The arrival of the railway across Garton parish had a large impact on the area. The Driffield to Malton line opened in 1853 AD, crossing the sparsely inhabited Yorkshire Wolds and enabling travel from the station at Garton-on-the-Wolds, between Malton and Driffield, and on to Bridlington, Filey and Scarborough. It swiftly became the most common form of transport for most journeys in the late 19th century AD and greatly enabled the transport of goods. Farmers were now able to send their produce further and quicker, and more cheaply, with livestock able to be transported to market without loss of condition, increasing profits. The Driffield to Malton line closed in 1964 AD.
Little change has occurred to the Garton landscape over the 20th century AD. The remains of World War II pillboxes, bomb craters and underground nissen huts are present across the parish representing both inland defence measures and training facilities, but the area still remains an agricultural landscape. Arable farming dominates the present-day Yorkshire Wolds, with 73% of the farmed area being used for cereals and other arable crops. Large farms now dominate. Elmswell Farm now extends to over 500 hectares and is mainly arable in nature, primarily focused on seed wheat, rape and peas. The remainder of the area includes woodland, permanent pasture and a SSSI adjacent to Driffield Beck.
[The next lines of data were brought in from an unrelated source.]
PR #254, opened 2020-03-16
Set disk-free-ratio defaults: .20 for link & .40 for copy

bhuvnesh2703:
Set the defaults and update the help description

### DIFF
--- a/cli/commands/commands.go
+++ b/cli/commands/commands.go
@@ -263,6 +263,16 @@ func initialize() *cobra.Command {
 		Short: "prepare the system for upgrade",
 		Long:  InitializeHelp,
 		RunE: func(cmd *cobra.Command, args []string) error {
+
+			// if diskFreeRatio is not explicitly set, use defaults
+			if !cmd.Flag("disk-free-ratio").Changed {
+				if linkMode {
+					diskFreeRatio = 0.2
+				} else {
+					diskFreeRatio = 0.6
+				}
+			}
+
 			if diskFreeRatio < 0.0 || diskFreeRatio > 1.0 {
 				// Match Cobra's option-error format.
 				return fmt.Errorf(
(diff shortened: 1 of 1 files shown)


cli/commands/commands.go
```diff
@@ -263,6 +263,16 @@ func initialize() *cobra.Command {
 		Short: "prepare the system for upgrade",
 		Long:  InitializeHelp,
 		RunE: func(cmd *cobra.Command, args []string) error {
+
+			// if diskFreeRatio is not explicitly set, use defaults
+			if diskFreeRatio == -1.0 {
```
jchampio: nit: seems a little strange that a user can pass `--disk-free-ratio -1` and something useful will happen. Is there any way around that?

bhuvnesh2703: i agree, but there is no way to have a non valid default, and set it for link vs copy mode..
OTOH, if the user is setting -1, we are ignoring that and for all non valid settings we report an error.

kalensk: Viper has a [changed or HasChanged field on flags](https://godoc.org/github.com/spf13/viper#FlagValue) that may be of use. Although, my hunch is that this would not be easy to utilize in this particular scenario. That is, the place where we would check if the flag is changed would be far apart from where disk-free-ratio is passed down. Maybe worth investigating?

bhuvnesh2703: i will defer to investigate the use of viper for this story.. and create a story in backlog..

kalensk: This seems to work...
```go
if !cmd.Flag("disk-free-ratio").Changed {
    if linkMode {
        diskFreeRatio = 0.2
    } else {
        diskFreeRatio = 0.6
    }
}
```

bhuvnesh2703: thanks a lot @kalensk, works well. i thought it will be bigger change :(

jchampio: Nice find!

PR #256, opened 2020-03-16
finalize: move mirror/standby addition to the end

jchampio:
When modifying the master catalog in master-only mode (`gpstart -am`), the standby catalog is not updated alongside it. This causes failures during standby failover, because it's still looking for the *_upgrade directories and ports.

While we try to brainstorm ways around this problem, simplify the code by adding the mirrors and standby at the very end. This removes the need for recovery.conf patchup entirely. (Dead code removal is in the final commit.)

We have purposefully not modified the temporary port/datadir assignment to the `InitializeConfig` that is done for mirrors and standby. We simply ignore the results and use the source cluster's settings instead. This is for three reasons:

1. it's easier
2. we are going to try to use them again in the near future, and removing that particular code just to add it back seems like too much trouble
3. we can still get feedback on the need to reserve mirror ports from alpha users (as opposed to making requirements stricter in a future beta)

We have slightly simplified the API for `RenameSegmentDataDirs()`. In the future, we'd like to simply pass a slice of desired segments to the function directly. But doing that now resulted in a rabbit hole, due to the confusion between what `Source` and `Target` actually point to at this
point in the finalize step.

Roadmap:
1. prefactor commit
2. main implementation
3. dead code removal (recovery.conf)


hub/finalize.go
```diff
@@ -102,6 +60,51 @@ func (s *Server) Finalize(_ *idl.FinalizeRequest, stream idl.CliToHub_FinalizeSe
...
+	targetRunner := &greenplumRunner{
+		masterPort:          s.Target.MasterPort(),
+		masterDataDirectory: s.Target.MasterDataDir(),
+		binDir:              s.Target.BinDir,
+	}
+
+	// todo: we don't currently have a way to output nothing to the UI when there is no standby.
+	// If we did, this check would actually be in `UpgradeStandby`
+	if s.Source.HasStandby() {
+		st.Run(idl.Substep_FINALIZE_UPGRADE_STANDBY, func(streams step.OutStreams) error {
```
bhuvnesh2703: do we write the standby config into config.json after it's added?

hub/finalize.go
```diff
@@ -102,6 +60,51 @@ func (s *Server) Finalize(_ *idl.FinalizeRequest, stream idl.CliToHub_FinalizeSe
...
+				Hostname:      standby.Hostname,
+				DataDirectory: standby.DataDir,
+			})
+		})
+	}
+
+	// todo: we don't currently have a way to output nothing to the UI when there are no mirrors.
+	// If we did, this check would actually be in `UpgradeMirrors`
+	if s.Source.HasMirrors() {
+		st.Run(idl.Substep_FINALIZE_UPGRADE_MIRRORS, func(streams step.OutStreams) error {
```
bhuvnesh2703: do we write the target mirror configs into config.json?

bhuvnesh2703:
and no bats test changes required?

marksliva:
Note: We intentionally did not include an end-to-end bats test for the standby. This will be added in a follow-up PR.

jchampio:
> and no bats test changes required?

@bhuvnesh2703 Forgot to mention up top; the end-to-end tests for standby are being handled in a separate PR.

hub/finalize.go
jchampio: We do not. Is there a reason you ask?

hub/finalize.go
jchampio: See above.

hub/rename_data_directories.go
```diff
@@ -57,26 +62,36 @@ func RenameMasterDataDir(masterDataDir string, isSource bool) error {
 // e.g. for target /data/dbfast1_upgrade/demoDataDir0 becomes datadirs/dbfast1/demoDataDir0
 func RenameSegmentDataDirs(agentConns []*Connection,
```
berlin-ab: What do you think about passing a list of segments, instead of a boolean flag that is used to make the selector for the segments?

hub/rename_data_directories.go
```diff
@@ -57,26 +62,36 @@ func RenameMasterDataDir(masterDataDir string, isSource bool) error {
...
+			// Otherwise include mirrors and standby. (Master's excluded above.)
+			return true
 		}
 
 		wg.Add(1)
 		go func(c *Connection) {
 			defer wg.Done()
 
-			segments := cluster.SelectSegments(excludingMaster)
+			segments := cluster.SelectSegments(selector)
```
berlin-ab: Is there an advantage to doing the selection within the gofunc? What do you think about moving it out and performing the guard clause before starting the async work?

utils/cluster.go
```diff
@@ -68,6 +68,10 @@ func ClusterFromDB(conn *dbconn.DBConn, binDir string) (*Cluster, error) {
 	return c, nil
 }
 
+func (s *SegConfig) IsMaster() bool {
```
berlin-ab: nit: we should consider moving SegConfig behavior to its own file. It's took me a second to realize that the other functions in this file were methods on the Cluster object.

hub/rename_data_directories.go
berlin-ab: Ah, I just re-read your PR description - nevermind.

hub/rename_data_directories.go
jchampio: We'd prefer to do that in the future. But we ran into roadblocks making that approach readable and would like to defer until we figure out what we want `Source` and `Target` to be long-term.

jchampio: Oh wait, I confused this with the point you were making above; reading comprehension failure. That's a good idea.

berlin-ab: > We'd prefer to do that in the future. But we ran into roadblocks making that approach readable and would like to defer until we figure out what we want `Source` and `Target` to be long-term.

I was wishing for a Fluent Interface here:

not this code exactly, but something like it:

`cluster.SelectSegments().withoutMaster().withHostname(conn.Hostname)`

https://martinfowler.com/bliki/FluentInterface.html

hub/rename_data_directories.go
```diff
@@ -57,26 +62,36 @@ func RenameMasterDataDir(masterDataDir string, isSource bool) error {
...
+			if primariesOnly {
+				return seg.Role == "p"
+			}
+
+			// Otherwise include mirrors and standby. (Master's excluded above.)
+			return true
 		}
 
 		wg.Add(1)
 		go func(c *Connection) {
```
jchampio: While addressing other feedback: `conn` is correctly pinned to a new scope inside the `range` loop, so we can use it directly.

jchampio:
Updated with a slight tangential fixup (`c` -> `conn`); let me know if it makes review confusing and I can keep it for a followup PR.

hub/rename_data_directories.go
jchampio: > What do you think about moving it out and performing the guard clause before starting the async work?

Done.

PR #258, opened 2020-03-17
sed: simplify call for safety and fix pattern bugs

jchampio:
So that we don't fail halfway through (after the move to a `.bak`) and leave the cluster without a file, use sed's builtin replacement.

Additionally, the current implementation won't be idempotent if, say, we replace the port number with a number that is a superstring of the previous one.

Example, replacing 5000 with 50000:

     port=5000 -> port=50000

The second run will match `port=5000` again:

     port=50000 -> port=500000

While fixing this, we discovered some additional anchoring bugs related to the GUC name and comments, so we added a suite to fix them all. The current test subsumes the previous test, which was simply checking argument equality, so we've replaced it entirely.

This work suggests several refactors, which I will create a new PR for. This PR will wait until the standby/mirror reordering hits master.

### DIFF
--- a/hub/replace_string_within_file.go
+++ b/hub/replace_string_within_file.go
@@ -3,7 +3,6 @@ package hub
 import (
 	"fmt"
 
-	"github.com/greenplum-db/gp-common-go-libs/gplog"
 	"golang.org/x/xerrors"
 )
 
@@ -23,15 +22,12 @@ func ReplaceStringWithinFile(pattern string, replacement string, file string) er
 }
 
 func replaceStringWithinFile(pattern string, replacement string, pathToFile string) error {
-	script := fmt.Sprintf(
-		"sed 's@%[1]s@%[2]s@' %[3]s > %[3]s.updated && "+
-			"mv %[3]s %[3]s.bak && "+
-			"mv %[3]s.updated %[3]s",
-		pattern, replacement, pathToFile)
+	// XXX this isn't safe if the pattern or replacement contains @-signs
+	substitutionString := fmt.Sprintf("s@%s@%s@", pattern, replacement)
 
-	gplog.Debug("executing command: %+v", script) // TODO: Move this debug log into ExecuteLocalCommand()
+	cmd := execCommand("sed", "-i.bak", substitutionString, pathToFile)
 
-	cmd := execCommand("bash", "-c", script)
+	// TODO: stream back output through the connection
 	_, err := cmd.Output()
 	if err != nil {
 		return xerrors.Errorf("updating %s: %w", pathToFile, err)
--- a/hub/replace_string_within_file.go
+++ b/hub/replace_string_within_file.go
@@ -25,7 +25,13 @@ func replaceStringWithinFile(pattern string, replacement string, pathToFile stri
 	// XXX this isn't safe if the pattern or replacement contains @-signs
 	substitutionString := fmt.Sprintf("s@%s@%s@", pattern, replacement)
 
-	cmd := execCommand("sed", "-i.bak", substitutionString, pathToFile)
+	cmd := execCommand(
+		"sed",
+		"-E",     // use POSIX extended regexes
+		"-i.bak", // in-place substitution with .bak backup extension
+		substitutionString,
+		pathToFile,
+	)
 
 	// TODO: stream back output through the connection
 	_, err := cmd.Output()
--- a/hub/update_conf_files.go
+++ b/hub/update_conf_files.go
@@ -24,9 +24,12 @@ func UpdateGpperfmonConf(masterDataDir string) error {
 	logDir := filepath.Join(masterDataDir, "gpperfmon", "logs")
 	replacement := fmt.Sprintf("log_location = %s", logDir)
 
-	return ReplaceStringWithinFile("log_location = .*$",
+	// TODO: allow arbitrary whitespace around the = sign?
+	return ReplaceStringWithinFile(
+		"^log_location = .*$",
 		replacement,
-		configFile)
+		configFile,
+	)
 }
 
 // oldTargetPort is the old port on which the target cluster was initialized.
--- a/hub/update_conf_files.go
+++ b/hub/update_conf_files.go
@@ -35,8 +35,8 @@ func UpdateGpperfmonConf(masterDataDir string) error {
 // catalog in a previous substep.
 func UpdatePostgresqlConf(oldTargetPort int, target *utils.Cluster, source *utils.Cluster) error {
 	return ReplaceStringWithinFile(
-		fmt.Sprintf("port=%d", oldTargetPort),
-		fmt.Sprintf("port=%d", source.MasterPort()),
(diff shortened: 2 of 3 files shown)


hub/replace_string_within_file.go
```diff
@@ -23,15 +22,12 @@ func ReplaceStringWithinFile(pattern string, replacement string, file string) er
...
-	script := fmt.Sprintf(
-		"sed 's@%[1]s@%[2]s@' %[3]s > %[3]s.updated && "+
-			"mv %[3]s %[3]s.bak && "+
-			"mv %[3]s.updated %[3]s",
-		pattern, replacement, pathToFile)
+	// XXX this isn't safe if the pattern or replacement contains @-signs
+	substitutionString := fmt.Sprintf("s@%s@%s@", pattern, replacement)
 
-	gplog.Debug("executing command: %+v", script) // TODO: Move this debug log into ExecuteLocalCommand()
+	cmd := execCommand("sed", "-E", "-i.bak", substitutionString, pathToFile)
```
berlin-ab: Does `sed` have long form arguments for `-E` and `-i`? It would be nice for the reader to not have to look up their meaning.

hub/update_conf_files_test.go
```diff
@@ -1,87 +1,130 @@
...
-			return nil
-		})
-
-		hub.UpdateGpperfmonConf("/some/master/data/dir")
-
-		if usedPattern != "log_location = .*$" {
-			t.Errorf("got %v, expected log_location = .*", usedPattern)
+	defer hub.ResetExecCommand()
+
+	hub.ResetReplaceStringWithinFile()
```
marksliva: The method `SetReplaceStringWithinFile` is never used, so we can remove both `ResetReplaceStringWithinFile` and `SetReplaceStringWithinFile`. We can then clean up `hub/replace_string_within_file.go` to contain a single function.

jchampio: That PR is on its way already. Just need to write the PR roadmap.

hub/replace_string_within_file.go
jchampio: Not in a way that is portable to both BSD and GNU sed, according to their manuals.

hub/update_conf_files_test.go
jchampio: See #259.

hub/replace_string_within_file.go
```diff
@@ -23,15 +22,12 @@ func ReplaceStringWithinFile(pattern string, replacement string, file string) er
...
-	script := fmt.Sprintf(
-		"sed 's@%[1]s@%[2]s@' %[3]s > %[3]s.updated && "+
-			"mv %[3]s %[3]s.bak && "+
-			"mv %[3]s.updated %[3]s",
-		pattern, replacement, pathToFile)
+	// XXX this isn't safe if the pattern or replacement contains @-signs
+	substitutionString := fmt.Sprintf("s@%s@%s@", pattern, replacement)
 
-	gplog.Debug("executing command: %+v", script) // TODO: Move this debug log into ExecuteLocalCommand()
+	cmd := execCommand("sed", "-i.bak", substitutionString, pathToFile)
```
bhuvnesh2703: is the in place replacement available with all version of sed (atleast what we have on centos6,7)?
i vaguely remember, the same command was working on mac and not working on some machines? (I may be wrong)

jchampio: GNU and BSD sed both support `-iSUFFIX` (that is, with the suffix pinned to the option). Creating portable sed lines is tricky, but we have CI coverage for CentOS 6 to catch what doesn't show up on our local Macs.

(By the way, if you `brew install coreutils`, you'll get `g`-prefixed versions of many utilities (`gsed`, `gawk`, etc.) so that you can test GNU commands for portability on Mac too.)

hub/replace_string_within_file.go
berlin-ab: Ah, what do you think about leaving a comment instead?

hub/update_conf_files.go
```diff
@@ -19,10 +20,12 @@ func (s *Server) UpdateConfFiles() error {
...
 func UpdateGpperfmonConf(masterDataDir string) error {
-	configFile := fmt.Sprintf("%[1]s/gpperfmon/conf/gpperfmon.conf", masterDataDir)
-	replacement := fmt.Sprintf("log_location = %[1]s/gpperfmon/logs", masterDataDir)
+	configFile := filepath.Join(masterDataDir, "gpperfmon", "conf", "gpperfmon.conf")
+	logDir := filepath.Join(masterDataDir, "gpperfmon", "logs")
+	replacement := fmt.Sprintf("log_location = %s", logDir)
 
-	return ReplaceStringWithinFile("log_location = .*$",
+	// TODO: allow arbitrary whitespace around the = sign?
+	return ReplaceStringWithinFile("^log_location = .*$",
```
marksliva: nit: we should be consistent with indentation between the 2 usages of `ReplaceStringWithinFile` for better readability.

hub/update_conf_files.go
```diff
@@ -33,8 +36,8 @@ func UpdateGpperfmonConf(masterDataDir string) error {
 // catalog in a previous substep.
 func UpdatePostgresqlConf(oldTargetPort int, target *utils.Cluster, source *utils.Cluster) error {
 	return ReplaceStringWithinFile(
```
marksliva: It would be good if we tested the error case, at least in `hub/replace_string_within_file_test.go` if not both places.

hub/update_conf_files_test.go
```diff
@@ -1,87 +1,130 @@
...
+port=5000 # comment
+port = 5000 # make sure we can handle spaces
+
+# should not be replaced
+gpperfmon_port=5000
+port=50000
+#port=5000
+`)
+
+		// NOTE: we set the source and target cluster ports equal to enforce that
```
marksliva: It would be better to make these ports different, since only one of them gets used. Unless the point is that at this point in our system, they are indeed equivalent. But if that's true, why pass in source at all?

jchampio: We address this in the follow-up draft by removing the `Cluster` coupling entirely; let me know what you think.

hub/replace_string_within_file.go
jchampio: Will do.

hub/update_conf_files.go
jchampio: Was that case covered with the previous implementation? We were mostly trying to maintain current coverage for the bug fix.

hub/update_conf_files.go
jchampio: Will fix.

hub/update_conf_files.go
berlin-ab: No, it wasn't.

hub/update_conf_files_test.go
marksliva: The refactor did clean it up. Looks good.

PR #259, opened 2020-03-17
sed followup: refactor away indirection, decouple from Server

jchampio:
The first commit flattens the indirection tree. The previous units of tested/pinned behavior were the string-replacement layer, which was tested with an integration test against the local system to ensure the `sed` invocation was working properly, and the integration layer above that, which was tested by checking to make sure the arguments passed to the layer below it were exact matches for what was expected. This had several problems exposed by the previous PR work:

First, the integration layer's unit tests pinned implementation rather than observable behavior, so they would have had to be completely rewritten in order to fix bugs.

Two of the major challenges facing the agricultural industry on the Yorkshire Wolds are climate change and soil conditions. Climate trends suggest increased rainfall, periods of drought, and more frequent storm events. Low groundwater levels in the Yorkshire Wolds are likely to result in lower river levels outside the region as they are spring-fed. The most vulnerable areas for soil erosion are on the steep valley slopes under arable production, particularly when there are high-intensity downpours when crops are establishing or harvesting. Planting green cover crops or permanent grasslands on field margins and slopes can reduce this erosion. New schemes of agricultural management have been introduced in the later 20th century AD to combat these issues. Elmswell Farm was in the Countryside Stewardship Scheme for ten years and is now in the second year of a combined ELS/HLS scheme. Through these schemes areas adjacent to the SSSI have been enhanced and include twelve acres of arable reversion. Fields now have six metre grass margins and hedgerows are sympathetically managed for wildlife.